------ Study material

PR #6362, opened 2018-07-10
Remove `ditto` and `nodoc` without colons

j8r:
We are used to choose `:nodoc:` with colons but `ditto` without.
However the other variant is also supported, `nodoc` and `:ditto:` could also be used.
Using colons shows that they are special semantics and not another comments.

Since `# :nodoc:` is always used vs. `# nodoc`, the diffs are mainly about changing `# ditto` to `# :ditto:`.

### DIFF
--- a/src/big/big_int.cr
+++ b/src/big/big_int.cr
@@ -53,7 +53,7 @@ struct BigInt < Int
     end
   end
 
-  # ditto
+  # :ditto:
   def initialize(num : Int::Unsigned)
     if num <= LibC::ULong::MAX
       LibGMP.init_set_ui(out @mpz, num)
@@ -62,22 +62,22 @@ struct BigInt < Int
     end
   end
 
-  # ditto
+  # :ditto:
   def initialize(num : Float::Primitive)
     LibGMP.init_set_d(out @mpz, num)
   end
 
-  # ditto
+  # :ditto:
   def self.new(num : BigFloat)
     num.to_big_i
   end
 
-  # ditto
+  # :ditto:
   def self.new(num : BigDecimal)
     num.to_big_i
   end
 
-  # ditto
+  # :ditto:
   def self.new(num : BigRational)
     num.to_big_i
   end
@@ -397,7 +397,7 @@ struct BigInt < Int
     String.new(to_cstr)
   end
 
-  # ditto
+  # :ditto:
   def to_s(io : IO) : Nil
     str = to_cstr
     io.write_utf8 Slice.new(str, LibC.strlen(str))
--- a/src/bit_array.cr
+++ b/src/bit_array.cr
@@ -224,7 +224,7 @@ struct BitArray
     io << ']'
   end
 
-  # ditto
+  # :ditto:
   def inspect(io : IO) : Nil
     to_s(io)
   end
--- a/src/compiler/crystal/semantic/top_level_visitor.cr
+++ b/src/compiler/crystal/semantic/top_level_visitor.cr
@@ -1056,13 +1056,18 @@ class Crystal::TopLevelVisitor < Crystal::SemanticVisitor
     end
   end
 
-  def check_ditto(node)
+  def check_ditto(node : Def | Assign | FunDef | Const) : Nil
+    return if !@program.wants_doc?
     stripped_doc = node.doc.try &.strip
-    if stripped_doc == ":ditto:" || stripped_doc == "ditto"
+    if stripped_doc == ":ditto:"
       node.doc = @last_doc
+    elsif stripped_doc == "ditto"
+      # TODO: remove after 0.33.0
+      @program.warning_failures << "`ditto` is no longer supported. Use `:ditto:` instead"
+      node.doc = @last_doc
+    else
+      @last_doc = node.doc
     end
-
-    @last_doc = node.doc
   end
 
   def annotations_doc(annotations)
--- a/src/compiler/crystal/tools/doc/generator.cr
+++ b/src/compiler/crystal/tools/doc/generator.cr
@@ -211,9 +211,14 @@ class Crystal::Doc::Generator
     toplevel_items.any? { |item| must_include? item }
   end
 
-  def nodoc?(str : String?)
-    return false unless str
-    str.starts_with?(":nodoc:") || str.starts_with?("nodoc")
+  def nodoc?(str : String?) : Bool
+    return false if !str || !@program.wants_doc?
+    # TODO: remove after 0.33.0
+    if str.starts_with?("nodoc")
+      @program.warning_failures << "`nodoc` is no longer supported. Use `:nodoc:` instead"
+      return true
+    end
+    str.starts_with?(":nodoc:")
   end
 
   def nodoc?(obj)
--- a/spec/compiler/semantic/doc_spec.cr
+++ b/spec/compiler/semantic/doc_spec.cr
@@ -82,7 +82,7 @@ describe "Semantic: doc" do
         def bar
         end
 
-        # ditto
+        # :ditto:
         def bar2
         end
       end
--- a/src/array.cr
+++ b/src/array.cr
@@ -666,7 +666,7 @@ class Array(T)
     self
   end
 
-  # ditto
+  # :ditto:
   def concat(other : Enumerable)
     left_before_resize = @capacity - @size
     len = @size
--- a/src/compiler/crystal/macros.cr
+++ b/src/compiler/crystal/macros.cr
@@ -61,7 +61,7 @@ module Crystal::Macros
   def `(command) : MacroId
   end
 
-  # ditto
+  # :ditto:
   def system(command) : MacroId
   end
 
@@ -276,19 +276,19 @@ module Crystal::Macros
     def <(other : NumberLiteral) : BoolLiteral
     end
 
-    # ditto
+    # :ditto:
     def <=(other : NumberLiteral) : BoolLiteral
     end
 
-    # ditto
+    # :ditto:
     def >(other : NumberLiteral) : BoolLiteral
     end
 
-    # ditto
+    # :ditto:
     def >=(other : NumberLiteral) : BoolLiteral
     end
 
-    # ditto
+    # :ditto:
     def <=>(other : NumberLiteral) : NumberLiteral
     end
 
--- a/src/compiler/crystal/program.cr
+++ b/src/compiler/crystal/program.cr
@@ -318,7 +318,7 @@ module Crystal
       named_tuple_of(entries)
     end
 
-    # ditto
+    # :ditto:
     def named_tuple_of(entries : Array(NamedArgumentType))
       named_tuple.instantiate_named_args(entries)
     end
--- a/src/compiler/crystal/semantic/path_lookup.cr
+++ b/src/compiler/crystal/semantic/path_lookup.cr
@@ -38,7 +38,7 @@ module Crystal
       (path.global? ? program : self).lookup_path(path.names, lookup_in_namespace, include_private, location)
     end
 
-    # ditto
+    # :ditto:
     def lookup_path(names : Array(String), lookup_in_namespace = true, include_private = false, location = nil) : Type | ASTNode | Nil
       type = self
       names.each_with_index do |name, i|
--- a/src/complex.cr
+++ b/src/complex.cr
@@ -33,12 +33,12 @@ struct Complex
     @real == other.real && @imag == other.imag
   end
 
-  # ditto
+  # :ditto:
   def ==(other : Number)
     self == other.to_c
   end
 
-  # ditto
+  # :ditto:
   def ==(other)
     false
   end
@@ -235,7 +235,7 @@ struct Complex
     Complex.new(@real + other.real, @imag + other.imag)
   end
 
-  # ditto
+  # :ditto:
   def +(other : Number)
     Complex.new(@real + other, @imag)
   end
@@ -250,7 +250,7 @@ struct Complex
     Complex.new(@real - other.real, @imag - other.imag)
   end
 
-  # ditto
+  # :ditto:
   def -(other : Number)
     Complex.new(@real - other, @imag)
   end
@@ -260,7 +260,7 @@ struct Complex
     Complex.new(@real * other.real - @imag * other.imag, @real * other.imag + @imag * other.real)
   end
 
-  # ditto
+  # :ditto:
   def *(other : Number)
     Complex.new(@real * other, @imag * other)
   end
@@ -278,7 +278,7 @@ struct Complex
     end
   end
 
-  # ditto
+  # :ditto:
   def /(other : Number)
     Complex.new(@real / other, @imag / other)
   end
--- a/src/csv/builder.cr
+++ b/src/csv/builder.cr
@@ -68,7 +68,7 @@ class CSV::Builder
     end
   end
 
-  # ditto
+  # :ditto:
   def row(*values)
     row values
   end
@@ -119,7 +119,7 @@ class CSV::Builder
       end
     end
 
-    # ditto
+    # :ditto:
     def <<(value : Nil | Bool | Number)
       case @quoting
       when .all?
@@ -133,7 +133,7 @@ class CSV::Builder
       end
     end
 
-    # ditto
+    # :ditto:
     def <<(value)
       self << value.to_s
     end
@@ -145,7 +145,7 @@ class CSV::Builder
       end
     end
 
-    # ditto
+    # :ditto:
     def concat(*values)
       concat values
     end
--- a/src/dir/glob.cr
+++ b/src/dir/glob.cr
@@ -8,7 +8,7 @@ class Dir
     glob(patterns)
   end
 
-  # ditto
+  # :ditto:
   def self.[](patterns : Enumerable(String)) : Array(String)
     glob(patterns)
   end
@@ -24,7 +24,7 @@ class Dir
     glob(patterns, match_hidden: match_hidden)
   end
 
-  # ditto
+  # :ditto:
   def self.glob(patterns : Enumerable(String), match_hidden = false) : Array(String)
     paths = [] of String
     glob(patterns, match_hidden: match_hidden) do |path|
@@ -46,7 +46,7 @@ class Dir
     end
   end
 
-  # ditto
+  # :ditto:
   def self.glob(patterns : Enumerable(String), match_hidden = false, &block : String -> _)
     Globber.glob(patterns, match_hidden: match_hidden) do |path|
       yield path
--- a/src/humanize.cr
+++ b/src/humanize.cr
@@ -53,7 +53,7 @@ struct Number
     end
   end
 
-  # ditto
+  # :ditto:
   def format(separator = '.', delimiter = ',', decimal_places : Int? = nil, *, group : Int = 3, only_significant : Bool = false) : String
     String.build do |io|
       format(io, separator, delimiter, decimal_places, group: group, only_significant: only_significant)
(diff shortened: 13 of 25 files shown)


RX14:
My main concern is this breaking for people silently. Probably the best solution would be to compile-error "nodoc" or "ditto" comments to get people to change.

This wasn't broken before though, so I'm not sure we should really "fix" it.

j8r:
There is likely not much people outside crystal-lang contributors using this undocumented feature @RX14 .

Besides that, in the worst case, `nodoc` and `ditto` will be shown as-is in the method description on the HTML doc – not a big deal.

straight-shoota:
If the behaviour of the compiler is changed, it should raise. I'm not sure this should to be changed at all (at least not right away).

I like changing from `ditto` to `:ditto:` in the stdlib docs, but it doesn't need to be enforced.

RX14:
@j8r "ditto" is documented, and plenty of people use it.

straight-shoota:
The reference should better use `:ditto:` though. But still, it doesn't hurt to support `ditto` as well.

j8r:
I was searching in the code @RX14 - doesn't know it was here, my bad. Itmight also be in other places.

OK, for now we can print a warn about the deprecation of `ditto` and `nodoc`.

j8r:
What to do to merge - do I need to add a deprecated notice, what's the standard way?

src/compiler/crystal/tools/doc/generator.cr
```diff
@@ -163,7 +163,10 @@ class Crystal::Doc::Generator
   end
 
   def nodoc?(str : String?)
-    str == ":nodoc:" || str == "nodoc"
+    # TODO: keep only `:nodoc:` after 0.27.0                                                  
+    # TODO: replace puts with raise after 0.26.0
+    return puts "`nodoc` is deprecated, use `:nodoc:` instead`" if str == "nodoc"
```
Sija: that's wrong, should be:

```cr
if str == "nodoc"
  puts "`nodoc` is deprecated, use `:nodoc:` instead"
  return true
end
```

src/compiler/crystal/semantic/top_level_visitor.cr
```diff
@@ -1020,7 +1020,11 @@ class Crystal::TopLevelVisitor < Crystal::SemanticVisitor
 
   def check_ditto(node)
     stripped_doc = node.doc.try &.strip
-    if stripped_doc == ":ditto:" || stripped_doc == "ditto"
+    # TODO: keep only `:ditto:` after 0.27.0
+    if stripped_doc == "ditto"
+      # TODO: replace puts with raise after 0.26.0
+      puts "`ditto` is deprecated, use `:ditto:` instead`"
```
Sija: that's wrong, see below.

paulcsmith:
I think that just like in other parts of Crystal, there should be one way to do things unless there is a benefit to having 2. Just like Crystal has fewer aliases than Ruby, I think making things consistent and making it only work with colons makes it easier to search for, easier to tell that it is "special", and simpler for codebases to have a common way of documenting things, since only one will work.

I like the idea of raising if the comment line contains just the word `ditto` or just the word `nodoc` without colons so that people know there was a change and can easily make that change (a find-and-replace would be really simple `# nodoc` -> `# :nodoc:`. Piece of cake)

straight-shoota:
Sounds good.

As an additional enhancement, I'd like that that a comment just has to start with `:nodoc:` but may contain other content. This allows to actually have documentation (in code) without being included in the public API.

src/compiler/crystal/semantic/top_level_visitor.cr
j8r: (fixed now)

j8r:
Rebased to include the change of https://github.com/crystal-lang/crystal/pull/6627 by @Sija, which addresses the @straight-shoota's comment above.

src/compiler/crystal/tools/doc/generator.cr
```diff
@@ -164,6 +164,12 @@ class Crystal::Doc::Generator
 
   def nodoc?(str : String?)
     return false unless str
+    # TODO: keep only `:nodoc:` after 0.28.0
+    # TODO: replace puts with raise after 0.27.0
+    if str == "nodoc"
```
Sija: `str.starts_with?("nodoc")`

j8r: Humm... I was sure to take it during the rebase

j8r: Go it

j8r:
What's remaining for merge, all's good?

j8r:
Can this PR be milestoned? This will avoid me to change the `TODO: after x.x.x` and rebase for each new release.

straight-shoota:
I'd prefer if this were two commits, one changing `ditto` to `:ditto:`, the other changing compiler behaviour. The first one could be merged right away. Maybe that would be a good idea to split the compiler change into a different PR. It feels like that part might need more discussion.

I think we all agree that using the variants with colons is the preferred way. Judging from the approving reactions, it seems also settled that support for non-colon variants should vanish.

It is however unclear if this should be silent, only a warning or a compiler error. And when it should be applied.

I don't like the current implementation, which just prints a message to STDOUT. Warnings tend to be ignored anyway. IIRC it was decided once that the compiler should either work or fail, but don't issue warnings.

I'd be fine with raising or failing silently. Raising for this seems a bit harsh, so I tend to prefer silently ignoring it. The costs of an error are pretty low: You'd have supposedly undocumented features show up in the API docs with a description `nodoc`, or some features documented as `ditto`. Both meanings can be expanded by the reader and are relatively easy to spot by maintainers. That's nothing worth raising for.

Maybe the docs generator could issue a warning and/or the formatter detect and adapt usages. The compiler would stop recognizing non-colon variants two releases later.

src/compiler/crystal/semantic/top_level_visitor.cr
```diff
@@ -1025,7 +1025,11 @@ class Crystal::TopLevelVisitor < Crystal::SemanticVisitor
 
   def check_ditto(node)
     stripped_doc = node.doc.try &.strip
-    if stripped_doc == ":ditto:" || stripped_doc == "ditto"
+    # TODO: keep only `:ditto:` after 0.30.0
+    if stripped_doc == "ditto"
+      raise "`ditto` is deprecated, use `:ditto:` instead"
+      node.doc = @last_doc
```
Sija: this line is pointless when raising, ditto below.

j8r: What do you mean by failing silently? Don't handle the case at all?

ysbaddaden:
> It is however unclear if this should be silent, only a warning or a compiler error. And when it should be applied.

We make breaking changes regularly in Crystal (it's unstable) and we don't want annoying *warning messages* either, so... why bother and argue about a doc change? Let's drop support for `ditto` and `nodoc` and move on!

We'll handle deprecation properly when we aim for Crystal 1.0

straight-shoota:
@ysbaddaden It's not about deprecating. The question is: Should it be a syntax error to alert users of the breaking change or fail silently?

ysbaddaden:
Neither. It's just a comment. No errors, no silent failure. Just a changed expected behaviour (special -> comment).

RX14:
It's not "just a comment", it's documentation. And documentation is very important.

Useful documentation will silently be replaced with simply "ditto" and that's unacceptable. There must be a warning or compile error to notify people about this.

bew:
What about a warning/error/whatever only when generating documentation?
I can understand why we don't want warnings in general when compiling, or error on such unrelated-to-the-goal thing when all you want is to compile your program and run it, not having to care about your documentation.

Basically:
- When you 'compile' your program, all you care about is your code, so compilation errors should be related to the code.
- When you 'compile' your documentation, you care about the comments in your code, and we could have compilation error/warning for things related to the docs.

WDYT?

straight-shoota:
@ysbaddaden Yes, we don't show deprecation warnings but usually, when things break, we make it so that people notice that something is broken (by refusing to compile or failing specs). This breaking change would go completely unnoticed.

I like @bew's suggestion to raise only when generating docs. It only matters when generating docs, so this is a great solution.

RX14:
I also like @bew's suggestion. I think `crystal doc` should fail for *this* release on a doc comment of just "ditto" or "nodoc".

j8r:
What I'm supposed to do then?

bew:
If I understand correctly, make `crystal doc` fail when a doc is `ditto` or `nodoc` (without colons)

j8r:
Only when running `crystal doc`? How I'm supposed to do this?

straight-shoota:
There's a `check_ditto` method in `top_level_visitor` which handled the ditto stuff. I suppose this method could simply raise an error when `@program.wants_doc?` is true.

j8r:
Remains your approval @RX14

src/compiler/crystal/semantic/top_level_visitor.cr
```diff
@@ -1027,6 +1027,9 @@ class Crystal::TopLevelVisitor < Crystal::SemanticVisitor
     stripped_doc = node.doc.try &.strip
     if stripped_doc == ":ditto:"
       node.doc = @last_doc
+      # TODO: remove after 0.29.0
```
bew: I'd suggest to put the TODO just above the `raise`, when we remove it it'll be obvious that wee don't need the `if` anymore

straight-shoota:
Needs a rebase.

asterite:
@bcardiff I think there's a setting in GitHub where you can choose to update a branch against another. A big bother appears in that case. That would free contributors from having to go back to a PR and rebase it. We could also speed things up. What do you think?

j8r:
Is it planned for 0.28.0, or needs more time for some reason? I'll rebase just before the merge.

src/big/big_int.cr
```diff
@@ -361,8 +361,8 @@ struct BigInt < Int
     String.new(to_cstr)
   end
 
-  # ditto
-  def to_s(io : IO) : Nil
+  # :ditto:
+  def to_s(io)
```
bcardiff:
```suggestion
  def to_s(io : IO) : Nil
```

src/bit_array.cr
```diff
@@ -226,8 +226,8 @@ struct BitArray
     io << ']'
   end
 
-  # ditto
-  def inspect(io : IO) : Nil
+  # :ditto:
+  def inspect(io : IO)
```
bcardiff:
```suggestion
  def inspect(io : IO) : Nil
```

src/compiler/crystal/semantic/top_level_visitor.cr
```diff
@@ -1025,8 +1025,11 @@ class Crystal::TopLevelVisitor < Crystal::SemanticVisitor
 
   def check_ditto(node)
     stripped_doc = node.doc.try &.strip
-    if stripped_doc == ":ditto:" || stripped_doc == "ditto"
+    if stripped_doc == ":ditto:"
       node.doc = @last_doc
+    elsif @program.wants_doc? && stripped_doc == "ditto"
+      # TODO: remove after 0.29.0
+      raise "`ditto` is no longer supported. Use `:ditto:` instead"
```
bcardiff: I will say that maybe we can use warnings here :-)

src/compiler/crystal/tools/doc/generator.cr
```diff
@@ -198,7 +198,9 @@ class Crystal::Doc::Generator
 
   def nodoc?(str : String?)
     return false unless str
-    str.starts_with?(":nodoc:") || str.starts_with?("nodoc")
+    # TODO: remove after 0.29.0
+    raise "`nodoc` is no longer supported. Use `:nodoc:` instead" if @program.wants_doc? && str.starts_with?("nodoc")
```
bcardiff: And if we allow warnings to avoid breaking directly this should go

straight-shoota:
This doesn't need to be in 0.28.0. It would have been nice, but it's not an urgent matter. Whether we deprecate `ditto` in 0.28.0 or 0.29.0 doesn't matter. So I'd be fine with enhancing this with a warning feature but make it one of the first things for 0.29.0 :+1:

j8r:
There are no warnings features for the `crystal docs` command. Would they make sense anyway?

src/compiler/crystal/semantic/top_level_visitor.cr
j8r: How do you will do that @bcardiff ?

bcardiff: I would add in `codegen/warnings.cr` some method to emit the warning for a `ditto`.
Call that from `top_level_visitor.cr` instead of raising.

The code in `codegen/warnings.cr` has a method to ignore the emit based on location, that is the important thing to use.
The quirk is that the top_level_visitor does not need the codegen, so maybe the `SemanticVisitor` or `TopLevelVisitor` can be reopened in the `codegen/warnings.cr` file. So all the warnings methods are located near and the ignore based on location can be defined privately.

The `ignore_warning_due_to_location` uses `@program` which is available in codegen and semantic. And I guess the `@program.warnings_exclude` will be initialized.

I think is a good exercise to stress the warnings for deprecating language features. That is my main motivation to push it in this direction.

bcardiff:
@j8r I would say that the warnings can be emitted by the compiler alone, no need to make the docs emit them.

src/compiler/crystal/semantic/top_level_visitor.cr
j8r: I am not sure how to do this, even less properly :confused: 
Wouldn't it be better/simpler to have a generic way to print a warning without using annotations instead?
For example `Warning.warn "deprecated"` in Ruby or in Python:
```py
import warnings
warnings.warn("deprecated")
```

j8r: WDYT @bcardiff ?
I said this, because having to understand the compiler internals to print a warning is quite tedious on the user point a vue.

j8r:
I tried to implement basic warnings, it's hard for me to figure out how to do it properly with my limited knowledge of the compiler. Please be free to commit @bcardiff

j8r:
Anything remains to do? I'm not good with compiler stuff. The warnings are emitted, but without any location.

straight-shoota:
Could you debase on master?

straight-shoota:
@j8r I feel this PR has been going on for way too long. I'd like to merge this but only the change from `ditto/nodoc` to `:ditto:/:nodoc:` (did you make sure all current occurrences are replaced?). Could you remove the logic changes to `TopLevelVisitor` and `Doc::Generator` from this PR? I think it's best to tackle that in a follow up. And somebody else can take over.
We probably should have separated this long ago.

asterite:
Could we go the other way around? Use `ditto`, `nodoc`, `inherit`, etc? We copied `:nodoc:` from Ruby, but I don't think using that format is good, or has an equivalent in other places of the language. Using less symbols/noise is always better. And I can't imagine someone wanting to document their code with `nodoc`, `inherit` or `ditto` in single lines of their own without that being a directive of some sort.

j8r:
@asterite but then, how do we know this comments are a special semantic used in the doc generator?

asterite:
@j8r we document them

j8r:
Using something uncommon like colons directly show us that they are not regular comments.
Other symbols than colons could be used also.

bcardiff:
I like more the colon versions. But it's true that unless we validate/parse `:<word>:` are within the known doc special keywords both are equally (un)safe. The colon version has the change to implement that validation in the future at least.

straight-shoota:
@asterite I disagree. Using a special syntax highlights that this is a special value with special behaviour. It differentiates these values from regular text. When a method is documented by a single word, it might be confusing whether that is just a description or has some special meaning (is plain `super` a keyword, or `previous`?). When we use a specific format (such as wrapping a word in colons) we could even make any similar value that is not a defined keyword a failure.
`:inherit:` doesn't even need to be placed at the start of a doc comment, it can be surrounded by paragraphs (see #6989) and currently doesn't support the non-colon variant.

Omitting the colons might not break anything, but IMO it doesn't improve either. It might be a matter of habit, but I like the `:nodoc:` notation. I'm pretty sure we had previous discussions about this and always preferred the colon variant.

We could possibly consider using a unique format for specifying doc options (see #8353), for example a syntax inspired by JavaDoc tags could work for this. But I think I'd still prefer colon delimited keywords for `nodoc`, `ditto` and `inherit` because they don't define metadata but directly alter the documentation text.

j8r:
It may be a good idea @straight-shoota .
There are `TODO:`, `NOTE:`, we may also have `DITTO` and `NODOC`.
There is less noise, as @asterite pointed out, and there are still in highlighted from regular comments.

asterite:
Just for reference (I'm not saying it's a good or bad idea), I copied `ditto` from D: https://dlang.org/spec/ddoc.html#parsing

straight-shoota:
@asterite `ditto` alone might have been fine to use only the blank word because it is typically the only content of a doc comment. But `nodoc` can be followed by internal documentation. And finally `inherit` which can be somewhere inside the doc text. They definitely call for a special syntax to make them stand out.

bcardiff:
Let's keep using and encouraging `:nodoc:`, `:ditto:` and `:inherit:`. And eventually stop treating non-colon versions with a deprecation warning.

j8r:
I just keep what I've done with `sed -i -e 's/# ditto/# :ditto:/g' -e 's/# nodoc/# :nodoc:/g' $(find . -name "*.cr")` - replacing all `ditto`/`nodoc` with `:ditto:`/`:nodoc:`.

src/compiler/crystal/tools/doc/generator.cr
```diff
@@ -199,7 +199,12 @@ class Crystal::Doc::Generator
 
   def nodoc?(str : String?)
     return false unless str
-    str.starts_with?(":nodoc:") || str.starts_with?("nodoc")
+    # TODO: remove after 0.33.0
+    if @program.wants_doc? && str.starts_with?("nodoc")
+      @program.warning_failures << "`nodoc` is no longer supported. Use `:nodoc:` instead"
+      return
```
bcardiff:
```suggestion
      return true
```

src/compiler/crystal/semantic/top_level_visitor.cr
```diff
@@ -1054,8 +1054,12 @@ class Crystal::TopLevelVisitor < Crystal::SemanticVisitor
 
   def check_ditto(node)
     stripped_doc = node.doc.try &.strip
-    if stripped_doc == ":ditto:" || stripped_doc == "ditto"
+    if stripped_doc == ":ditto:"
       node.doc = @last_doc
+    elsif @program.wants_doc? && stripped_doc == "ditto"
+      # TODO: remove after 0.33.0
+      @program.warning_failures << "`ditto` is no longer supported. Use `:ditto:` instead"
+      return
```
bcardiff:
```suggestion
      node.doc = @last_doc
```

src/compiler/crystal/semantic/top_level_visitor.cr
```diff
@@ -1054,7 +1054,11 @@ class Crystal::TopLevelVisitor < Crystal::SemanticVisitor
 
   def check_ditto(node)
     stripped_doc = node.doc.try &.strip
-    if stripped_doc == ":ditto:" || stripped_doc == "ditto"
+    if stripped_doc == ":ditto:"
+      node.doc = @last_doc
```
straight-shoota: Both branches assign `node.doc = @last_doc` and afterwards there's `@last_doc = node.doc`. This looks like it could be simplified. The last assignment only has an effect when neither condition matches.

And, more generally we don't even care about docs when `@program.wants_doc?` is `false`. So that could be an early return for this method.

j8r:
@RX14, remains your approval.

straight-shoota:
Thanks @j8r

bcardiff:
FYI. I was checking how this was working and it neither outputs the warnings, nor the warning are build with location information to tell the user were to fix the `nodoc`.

------------

**What to produce:**
The word "broken" appears in some lines above. Return every one of those lines.

**Your solution:**
This wasn't broken before though, so I'm not sure we should really "fix" it.
@ysbaddaden Yes, we don't show deprecation warnings but usually, when things break, we make it so that people notice that something is broken (by refusing to compile or failing specs). This breaking change would go completely unnoticed.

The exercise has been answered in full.